La banalización de una marca


La banalización de algo se entiende como la pérdida de valor, en el sentido de menor distinción. Algo que era exclusivo pasa a ser intranscendente. Un producto de lujo, deja de ser de lujo cuando todo el mundo lo tiene. Esa es la idea. Mantener esa exclusividad, ese punto de distinción, de calidad o diferenciación. Sin duda, es esa una de las tareas más complicadas de cualquier departamento de marketing de las grandes firmas. Algunos productos excelentes son comprados por un público reducido y ese detalle es el que marca la diferencia. El lujo aparece cuando el deseo de comprarse algo supera la razón.

La banalización de las marcas es algo que sucede todos los días. El ejemplo más claro lo vemos en el sector de la automoción. Hace unos años comprarse un BMW era lo máximo. El fabricante alemán producía coches para la clase alta. ¿Pero qué sucede cuando estos carros son conducidos por una amplia mayoría de clase media? Pues que comprarse un BMW ha dejado de ser el sueño de muchos. Es algo común, popular, banal, cualquier persona lo puede tener. Mala o quizás buena estrategia, pero lo cierto es que BMW ya no ofrece esa distinción de la que antaño podía presumir.

Otros ejemplos los podemos ver en el sector de la moda. Cualquiera se puede comprar una camiseta Armani o unos calzoncillos Calvin Klein. Ponerse ropa de esas firmas ya no supone nada. En otros tiempos te podrías sentir orgulloso de lucirlas, ahora las puedes encontrar en el mercadillo. Esto no significa que la calidad sea peor, simplemente que el posicionamiento de esa marca se ha perdido. Siguen siendo productos de gama alta, pero la imagen de marca ha dejado de ser tan exclusiva.

Ejemplos todavía más claros los vemos en el turismo.

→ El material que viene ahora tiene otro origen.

PR #1730, opened 2019-10-11
Executing child queries on queriers

owen-d:
## Disclaimer
This is not finished, but I'd like feedback on the design.

## What
These changes aim to introduce a path towards further distributing queries. Currently Cortex dispatches queries to backend queriers, but as the throughput of metrics increase, running entire queries on a single querier can become a bottleneck.

#### Sharding
The v10 schema introduced a shard factor for data which spreads series across n shards. This is a prerequisite for allowing us to query data from these shards in parallel.

### Problem
Although the v10 schema change introduces a shard factor, all shards must still be processed on a single querier. This is compounded by the fact that query ASTs are not broken down before execution. Therefore, while sharding lets us split up data at it's source location, we still re-aggregate it and process it all in one place. The two goals of this PR are to fix these, by

1) splitting up child ASTs for individual execution
2) Splitting up selectors into n separate selectors where n = shard factor

### Mapping ASTs
Firstly, we introduce a package called `astmapper` with the interface:

```
// ASTMapper is the exported interface for mapping between multiple AST representations
type ASTMapper interface {
	Map(node promql.Node) (promql.Node, error)
}
```

This interface is used to map ASTs into different ASTs. We use this to turn i.e.

`sum by (foo) (rate(bar{baz=”blip”}[1m]))` ->

```
sum by (foo) (
  sum by (foo) (rate(bar{baz=”blip”,__cortex_shard__=”0of16”}[1m])) or
  sum by (foo) (rate(bar{baz=”blip”,__cortex_shard__=”1of16”}[1m])) or
  ...
  sum by (foo) (rate(bar{baz=”blip”,__cortex_shard__=”15of16”}[1m]))
)
```

This works largely because summing the sub-sums is equivalent. The principle should hold true for any merge operation that is associative, but sums are the initial focus.

### Hijacking Queryable + embedding queries
Queries are executed in unison by a `promql.Engine` and a `storage.Queryable`. Since the Engine is a concrete type, it's implementation is locked. This means that the remaining option is to hijack the queryable to dispatch child queries. However, the queryable is only called to retrieve vector and matrix selector nodes -- all aggregations, functions, etc are handled by the Engine itself. Therefore, in order to regain control of these entire subtrees, we must encode them in vector/matrix selectors. This is done by stringifying an entire subtree and replacing the node with a vector or matrix selector. Currently queries are hex-encoded, but this could be something more human-friendly.

Using our previous example with a shard-factor of 3, `sum by(foo) (rate(bar1{baz="blip"}[1m]))` is turned into 
```
sum by(foo) (
  __embedded_query__{__cortex_query__="73756d20627928666f6f2920287261746528626172317b5f5f636f727465785f73686172645f5f3d22305f6f665f33222c62617a3d22626c6970227d5b316d5d2929"} or
  __embedded_query__{__cortex_query__="73756d20627928666f6f2920287261746528626172317b5f5f636f727465785f73686172645f5f3d22315f6f665f33222c62617a3d22626c6970227d5b316d5d2929"} or
  __embedded_query__{__cortex_query__="73756d20627928666f6f2920287261746528626172317b5f5f636f727465785f73686172645f5f3d22325f6f665f33222c62617a3d22626c6970227d5b316d5d2929"}
)
```

The queryable implementation will look for these `__embedded_query__` and `__cortex_query__` labels and upon finding them, shell out to a downstream querier with the encoded query. The Engine will then reassemble the resulting SeriesSet, applying parent operations and merging multiple child queries as necessary.

### label grouping should include shard labels
- [x] implemented

`sum by (foo)` when sharded will return a vector with labels that only include `foo=<value>`. Due to the merge behavior of the union operator, ([_or_](https://prometheus.io/docs/prometheus/latest/querying/operators/)), this would result in discarding data in later vectors which have the same label value for _foo_. Therefore, we need to turn these into:
```
sum by (foo) (
  sum by (foo, __cortex_shard__) (rate(bar{baz="blip", __cortex_shard__="0_of_3"})) or
  ...
)
```

#### Splitting non-sum queries
- [x] implemented

We need a way to handle shard splitting for non-parallelized queries. In the sum example, we introduce `__cortex_shard__` labels in the AST and parallelize them. We need to ensure we're querying the right shards for non-sum queries as well. This may be handled either in the AST (ideal as it isolates logic) or in the backend (i.e. a backend could detect which queries do not have `__cortex_shard__` labels and fan-out/collect them at that level)

#### Better logic for determining which subtrees to execute
- [ ] ~~implemented~~ this optimization will be left for a later pr

Currently, parallelizable sums will be executed on a downstream querier, but non-sum subtrees will not. In the example `rate(<selector>[5m])`, the selector matrix would be dispatched to a querier, but the rate would be computed over the entire series by the frontend. This is certainly suboptimal and I'll be adding more logic to correct this.

#### Custom impls for specific functions
- [ ] ~~implemented~~ this optimization will be left for a later pr

As an example, the `average` function is not associative and is thus difficult to combine across shards without knowing the number of data points the average was calculated over. However, average may be remapped to be a `sum(count)`, which is associative and parallelizes nicely.

#### Injecting shard configurations into the frontend
- [x] implemented

This could be done similarly to how `PeriodConfigs` are used to create composite stores (i.e. as a configuration in a yaml file) or some other method.

## Nice to haves/Ideal Solution/etc
- It would be nice to have an interface for `promql.Engine` so that evaluation wouldn't need to be handled in the `storage.Queryable` interface. It would remove the need to splice in selectors with encoded queries and allow for a cleaner, less obfuscated implementation. This may be a significant lift, though. As an example, the interface may look something like
```
type Engine Interface {
  // signatures for every AST node type
  EvalBinOp(left promql.Expr, right promql.Expr)  (promql.Expr, error)
  // others
}
```


pkg/querier/astmapper/shard_summer_test.go
```diff
@@ -0,0 +1,79 @@
...
+			  sum by(foo) (
+				sum by(foo) (rate(foo{__cortex_shard__="0_of_2",baz="blip"}[1m])) or
+				sum by(foo) (rate(foo{__cortex_shard__="1_of_2",baz="blip"}[1m]))
+			  )
+			)`,
+		},
+		// This is currently redundant: sums split into sharded versions, including summed sums.
+		{
+			2,
+			`sum(sum by(foo) (rate(bar1{baz="blip"}[1m])))`,
```
cyriltovena: can you add example with `sum without()` and `sum(rate(bar1{baz="blip"}[1m]))` ?

pkg/querier/querysharding/queryable.go
```diff
@@ -0,0 +1,105 @@
...
+
+// Select returns a set of series that matches the given label matchers.
+func (q *DownstreamQuerier) Select(
+	_ *storage.SelectParams,
+	matchers ...*labels.Matcher,
+) (storage.SeriesSet, storage.Warnings, error) {
+	var embeddedQuery string
+	var isEmbedded bool
+	for _, matcher := range matchers {
+		if matcher.Name == "__name__" && matcher.Value == astmapper.EMBEDDED_QUERY_FLAG {
```
cyriltovena:
```suggestion
		if matcher.Name == labels.MetricName && matcher.Value == astmapper.EMBEDDED_QUERY_FLAG {
```

pkg/querier/querysharding/queryable.go
```diff
@@ -0,0 +1,105 @@
...
+}
+
+// handleEmbeddedQuery defers execution of an encoded query to a downstream Handler
+func (q *DownstreamQuerier) handleEmbeddedQuery(encoded string) (storage.SeriesSet, storage.Warnings, error) {
+	decoded, err := hex.DecodeString(encoded)
+	if err != nil {
+		return nil, nil, err
+	}
+
+	resp, err := q.Handler.Do(q.Ctx, ReplaceQuery(*q.Req, string(decoded)))
```
cyriltovena: This is going to be called sequentially by the engine. You need to implement a lazy `storage.SeriesSet` that doesn't block the engine waiting for the result.

pkg/querier/astmapper/parallel.go
```diff
@@ -0,0 +1,81 @@
...
+		return true
+
+	case *promql.EvalStmt:
+		return CanParallel(n.Expr)
+
+	case *promql.MatrixSelector, *promql.NumberLiteral, *promql.StringLiteral, *promql.VectorSelector:
+		return true
+
+	default:
+		panic(errors.Errorf("CloneNode: unhandled node type %T", node))
```
cyriltovena:
```suggestion
		panic(errors.Errorf("CanParallel: unhandled node type %T", node))
```

pkg/querier/querysharding/middleware.go
```diff
@@ -0,0 +1,132 @@
...
+	)
+
+	if err != nil {
+		return nil, err
+	}
+
+	qry, err := qs.engine.NewRangeQuery(
+		queryable,
+		mappedQuery.String(),
+		time.Unix(r.Start, 0), time.Unix(r.End, 0),
```
cyriltovena: Just so you don't forget about this: `r.Start`, `r.End` and `r.Step` are in milliseconds.

pkg/querier/astmapper/embedded.go
```diff
@@ -0,0 +1,84 @@
...
+	embedded_query, err := labels.NewMatcher(labels.MatchEqual, QUERY_LABEL, encoded)
+
+	if err != nil {
+		return nil, err
+	}
+
+	if isMatrix {
+		return &promql.MatrixSelector{
+			Name:          EMBEDDED_QUERY_FLAG,
+			Range:         time.Minute,
```
cyriltovena: Range is actually required for performing operation like rate see https://github.com/prometheus/prometheus/blob/master/promql/functions.go#L132.

I think you need to convey that information if the current node is a Matrix.

pkg/querier/astmapper/parallel.go
owen-d: My obvious copy/past jobs are embarassing >.<

pkg/querier/querysharding/queryable.go
owen-d: Thanks for the heads up. This should be resolved by 46f7dfe and 9c15c0f!

pkg/querier/querysharding/middleware.go
owen-d: This should be resolved by 2f00289.

pkg/querier/astmapper/shard_summer_test.go
owen-d: added in b892aca

pkg/chunk/series_store.go
```diff
@@ -281,10 +282,25 @@ func (c *seriesStore) lookupSeriesByMetricNameMatchers(ctx context.Context, from
 		return nil, err
 	}
 
+	level.Debug(log).Log("msg", "lookupSeriesByMetricNameMatchers:shard", "shard", shard, "label_index", shardLabelIndex, "matchers", len(matchers))
+
 	if shard != nil {
 		matchers = append(matchers[:shardLabelIndex], matchers[shardLabelIndex+1:]...)
+		// Just get series for metric if there are no matchers
```
owen-d: we'd still need to filter the resulting seriesIDs here. I think it can more be more succinctly expressed by calculating the shard/splicing shard labels then running the `len(matchers) == 0` logic once.

owen-d:
deprecated in favor of https://github.com/cortexproject/cortex/pull/1878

No hace tanto realizar un crucero o ir de vacaciones al Caribe era un auténtico lujo al alcance de unos pocos. Mientras que ahora, cuando comentamos nuestro viaje con los compañeros de oficina, seguro que salta alguien asegurando que también ha estado en ese lugar. Ejemplos de banalización hay miles y seguirán habiendo. Todo son historias de marcas que eran punteras o distintivas que terminaron siendo algo vulgar.

Visto de otro modo. No es lo mismo que alguien entre a un bar y pida un “refresco de cola” que una “Coca-Cola”. Seguramente le ofrecerán el mismo producto y el cliente se irá igual de contento. Pero que una marca se convierta en un genérico es un gran fracaso. En el ámbito del marketing y la publicidad aún falta mucho por mejorar en ese sentido. ¿La marca lo es todo?